Nel corso del 2022 è proseguita la riduzione della popolazione residente in Italia (-179 mila persone), nonostante il ritorno dei decessi sui livelli precedenti al Covid ed un saldo positivo dei flussi migratori verso l’Italia.

Il resoconto offerto ieri dall’Istat sull’andamento degli indicatori demografici alla data del 1° gennaio 2023 conferma il ritorno delle tendenze strutturali che si erano già consolidate nel corso della seconda decade degli anni 2000 che erano state temporalmente alterate nei due anni precedenti, coincidenti con la pandemia Covid per l’incremento temporaneo delle morti, in particolare delle persone anziane over 70.



Fatta questa premessa, a condizionare il risultato demografico finale continua a essere il saldo negativo tra decessi (713 mila) e nuove nascite (393 mila). Il dato delle nascite rappresenta il record storico negativo a partire dal secondo dopoguerra, distante (-184 mila) dai numeri registrati nel 2008, l’ultimo degli anni caratterizzato da una lieve ripresa della natalità, e inferiore di 27 mila rispetto al 2019. Il tasso di fecondità è precipitato a 1,24 figli per ogni donna fertile, un dato omogeneo su tutto il territorio nazionale. Particolarmente preoccupante perché associato per la maggior parte al ridimensionamento del numero delle donne fertili e all’andamento declinante dei nuovi matrimoni.



La speranza di vita, a 82,6 anni (80,5 per gli uomini e 84,8 per le donne) è tornata a crescere di oltre due mesi rispetto al 2021, recuperando parte dei 6 mesi persi per l’aumento dei decessi nel corso della pandemia Covid.

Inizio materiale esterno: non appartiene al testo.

PR #948, opened 2020-06-09
Extract and store the OLTPbench results for nightly build

### LINKED ISSUE #937: Convert the nightly build into a Jenkinsfile
The nightly build is currently just a script written on Jenkins. The MSE Team wants to convert it into a file stored in the repo so that we could have `Stage Step` in our nightly build that runs OLTPbench and other jobs in the future.

The way to do that is to add another `Jenkinsfile` (with a different name, maybe `Jenkinsfile-nightly`?) And configure the [terrier-nightly pipeline](http://jenkins.db.cs.cmu.edu:8080/blue/organizations/jenkins/terrier-nightly/activity). In the `Jenkins Configure - Build Configuration`, we change the Script Path:

Screenshot from 2020-06-03 00-46-49
 
The MSE Team is working on the nightly Jenkinsfile. We need @crd477 and @apavlo 's review after we finish it and update the Jenkins Pipeline configuration so that we could test it.

Feel free to discuss this.

skyfishjy:
- Fixes #937 
- Extract and store the OLTPbench results for nightly build

### DIFF
--- a/Jenkinsfile-nightly
+++ b/Jenkinsfile-nightly
@@ -61,12 +61,12 @@ def loop_terminals_run_oltp(list){
     // for all the nightly benchmarks, we scale the number of terminals: 1,2,4,8,16
     for(int i=0; i< list.size(); i++){
         // tatp/smallbank/noop/ycsb are running with the default config: --scale-factor=1
-        sh 'cd build && python3 ../script/testing/oltpbench/run_oltpbench.py tatp 2,35,10,35,2,14,2 --build-type=release --loader-threads=4 --terminals=${item}'
-        sh 'cd build && python3 ../script/testing/oltpbench/run_oltpbench.py smallbank 15,15,15,25,15,15 --build-type=release --loader-threads=4 --terminals=${item}'
-        sh 'cd build && python3 ../script/testing/oltpbench/run_oltpbench.py noop 100 --build-type=release --terminals=${item}'
-        sh 'cd build && python3 ../script/testing/oltpbench/run_oltpbench.py ycsb 50,5,15,10,10,10 --build-type=debug --loader-threads=4 --terminals=${item}'
+        sh "cd build && python3 ../script/testing/oltpbench/run_oltpbench.py tatp 2,35,10,35,2,14,2 --build-type=release --loader-threads=4 --terminals=${list[i]}"
+        sh "cd build && python3 ../script/testing/oltpbench/run_oltpbench.py smallbank 15,15,15,25,15,15 --build-type=release --loader-threads=4 --terminals=${list[i]}"
+        sh "cd build && python3 ../script/testing/oltpbench/run_oltpbench.py noop 100 --build-type=release --terminals=${list[i]}"
+        sh "cd build && python3 ../script/testing/oltpbench/run_oltpbench.py ycsb 50,5,15,10,10,10 --build-type=debug --loader-threads=4 --terminals=${list[i]}"
         // for TPC-C, --scale-factor=4
-        sh 'cd build && python3 ../script/testing/oltpbench/run_oltpbench.py tpcc 45,43,4,4,4 --build-type=release --loader-threads=4 --scale-factor=4 --terminals=${item}' 
+        sh "cd build && python3 ../script/testing/oltpbench/run_oltpbench.py tpcc 45,43,4,4,4 --build-type=release --loader-threads=4 --scale-factor=4 --terminals=${list[i]}"
     }
     archiveArtifacts 'build/oltpsummary/*.json'
 }
--- a/Jenkinsfile-nightly
+++ b/Jenkinsfile-nightly
@@ -1,3 +1,5 @@
+OLTP_TERMINALS = ['1','2','4','8','16']
+
 pipeline {
     agent none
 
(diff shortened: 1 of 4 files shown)


Jenkinsfile-nightly
```diff
@@ -0,0 +1,55 @@
...
+        stage('Microbenchmark') {
+            agent { label 'benchmark' }
+            when { branch 'master' }
+            steps {
+                echo 'echo y | sudo ./script/installation/packages.sh'
+                echo 'sudo apt-get install -q -y curl numactl'
+                echo 'mkdir build && cd build'
+                echo 'cmake -DCMAKE_BUILD_TYPE=Release -DBUILD_WARNING_LEVEL=Production -DTERRIER_USE_JEMALLOC=ON ..'
+                echo 'make gflags_ep -j 4 && make googletest_ep -j 4 && make gbenchmark_ep -j 4 && make -j4 all'
+                echo 'cd ../script/micro_bench'
```
bialesdaniel, line 44: should we be calling archiveArtifact? or does this script somehow do it?

script/testing/oltpbench/constants.py
```diff
@@ -23,7 +23,10 @@
 OLTP_DEFAULT_BIN = os.path.join(OLTP_GIT_LOCAL_PATH, "oltpbenchmark")
 OLTP_DEFAULT_COMMAND_FLAGS = "--histograms  --create=true --load=true --execute=true -s 5"
 OLTP_DIR_CONFIG = os.path.join(OLTP_GIT_LOCAL_PATH, "config")
+OLTP_DIR_CUR = os.getcwd()
```
bialesdaniel, line 26: I don't think this makes sense as a constant? I'm not entirely sure how this is used. Why couldn't we use OLTP_GIT_LOCAL_PATH?

script/testing/oltpbench/test_oltpbench.py
```diff
@@ -74,10 +85,12 @@ def run_pre_test(self):
         self.install_oltp()
         self.config_xml_file()
         self.create_result_dir()
+        self.create_summary_dir()
```
bialesdaniel, line 88: Just to clarify the results are the raw stdout and the summary is the nice json?

script/testing/oltpbench/constants.py
```diff
@@ -23,7 +23,10 @@
...
 OLTP_DIR_TEST_RESULT = os.path.join(OLTP_GIT_LOCAL_PATH, "results")
+OLTP_DIR_TEST_SUMMARY_FOLDER = os.path.join(OLTP_DIR_CUR, "oltpsummary")
+OLTP_DIR_TEST_SUMMARY = os.path.join(OLTP_DIR_TEST_RESULT, "oltpbench.summary")
```
bialesdaniel, line 29: Is OLTP_DIR_TEST_SUMMARY_FOLDER the destination folder where we are going to move the OLTP_DIR_TEST_SUMMARY file?

script/testing/oltpbench/constants.py
skyfishjy: OLTP_DIR_CUR points to the file path where `run_oltpbench.py` is been called. In the `Jenkinsfile-nightly`, that is the `build` folder(which is in the subdirectory for each job, controlled by Jenkins). I didn't use `OLTP_GIT_LOCAL_PATH` because it is in the public `/tmp/` folder. There might be some concurrency problems if this script run multiple times in parallel.

Jenkinsfile-nightly
skyfishjy: you are right, I forgot it

script/testing/oltpbench/test_oltpbench.py
skyfishjy: You are correct.

script/testing/oltpbench/constants.py
skyfishjy: Yes.  Then `archiveArtifacts 'build/oltpsummary/*.json'` will archive these files

skyfishjy:
This PR is still in progress.

TODO:
Store script's parameters and arguments for each job

Discuss with @jazzplato about the `OLTP_DIR_TEST_RESULT`. It is better to only have one folder to store all results.

script/testing/oltpbench/constants.py
jazzplato: then it would be better to change the variable name from `OLTP_DIR_TEST_SUMMARY_FOLDER` to something like `OLTP_FILE_TEST_SUMMARY_FOLDER` to indicate it is a file, not a dir

Jenkinsfile-nightly
```diff
@@ -0,0 +1,78 @@
...
+            }
+        }
+    }
+    
+}
+
+@NonCPS
+def loop_terminals_run_oltp(list){
+    list.each { item ->
+        sh 'cd build && python3 ../script/testing/oltpbench/run_oltpbench.py tpcc 45,43,4,4,4 --build-type=release --loader-threads=4 --scale-factor=4 --terminals=${item}'
```
bialesdaniel, line 76: This should include all the benchmark sets

skyfishjy: It is still in progress

skyfishjy:
this PR needs some changes. I'm going to create a new one.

I nuovi ingressi dall’estero (+361 mila) sono tornati ad aumentare anche rispetto al 2019 (+8,4%), generando un saldo positivo di 229 mila residenti tra le nuove iscrizioni all’anagrafe e le cancellazioni delle persone che si sono trasferite in altri Paesi. Numeri che probabilmente sono influenzati anche dai rilasci dei permessi di soggiorno per i cittadini ucraini ospitati nel nostro Paese nel corso del 2022 a seguito del grande esodo provocato dalla guerra. La popolazione di origine straniera, 5,050 milioni di persone, si è incrementata di 20 mila unità. La crescita degli stranieri risulta sistematicamente sottostimata per via del contemporaneo rilascio delle nuove cittadinanze agli stranieri che hanno maturato i requisiti (quasi 1,3 milioni negli ultimi 12 anni).



La gran parte dei nuovi flussi d’ingresso, circa il 60%, continua a essere concentrato nelle regioni del nord Italia. Una crescita contemporanea a quella delle migrazioni interne al nostro territorio, che hanno coinvolto 1,484 milioni di persone generando un saldo negativo (-55 mila) per quelle residenti nelle regioni del Mezzogiorno e un aumento del 2,2% di quelle insediate nelle regioni settentrionali.

L’effetto combinato dei flussi migratori dall’estero e di quelli interni sul territorio nazionale consente a queste ultime di contenere l’impatto della riduzione naturale della popolazione allo 0,9%, molto al di sotto del 3% registrato nella media nazionale, e che diventa esplosivo (-6,9%) in quelle del mezzogiorno.

Le tendenze demografiche e le caratteristiche delle migrazioni aiutano a comprendere buona parte delle criticità economiche e sociali del nostro Paese, nonché la crescita dei livelli di disuguaglianze di varia natura che non trovano rimedi adeguati . La quota delle persone con più di 65 anni ha superato di gran lunga i 14 milioni, circa un quarto della popolazione equivalente al doppio dei giovani under 14. L’età media, attualmente a 46,4 anni, si avvicina rapidamente ai 50, un limite già superato per le persone in età di lavoro. Sono condizioni che paventano, come già evidente nelle analisi offerte dall’Istat, seri problemi per la rigenerazione della popolazione lavorativa e per la sostenibilità della spesa sociale. L’esodo delle risorse umane dal Mezzogiorno, in particolare di quelle con rilevanti percorsi formativi e motivate a cercare nuove opportunità in altri territori, preclude ogni possibilità di crescita sostenibile delle aree meno sviluppate.

Sono tendenze destinate a peggiorare a causa del declino demografico, e della riduzione delle persone in età di lavoro nel corso dei prossimi anni. Misurano la distanza tra le priorità del Paese e la capacità della classe dirigente di affrontarle in modo adeguato.